▶ [HOW TO COMPLETE THIS TASK] Write out exactly the lines below that run from the line containing "in tuning phase" through the last line of the records.

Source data
--------------------------------------------------

Issue #2332, opened 2026-09-10
[Bug]:  some weights should kept as FP32 in tuning phase


wenhuach21:
### Problem Description

<img width="1275" height="671" alt="Image" src="https://github.com/user-attachments/assets/1ff347b5-db89-4767-ac1e-17e588ed07f6" />

<img width="1286" height="647" alt="Image" src="https://github.com/user-attachments/assets/84957338-ba88-43b6-8f2f-7674f48b694a" />

### Reproduction Steps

--------------------------------------------------

▶ [OUTPUT BELOW]
[Bug]:  some weights should kept as FP32 in tuning phase


wenhuach21:
### Problem Description

<img width="1275" height="671" alt="Image" src="https://github.com/user-attachments/assets/1ff347b5-db89-4767-ac1e-17e588ed07f6" />

<img width="1286" height="647" alt="Image" src="https://github.com/user-attachments/assets/84957338-ba88-43b6-8f2f-7674f48b694a" />

### Reproduction Steps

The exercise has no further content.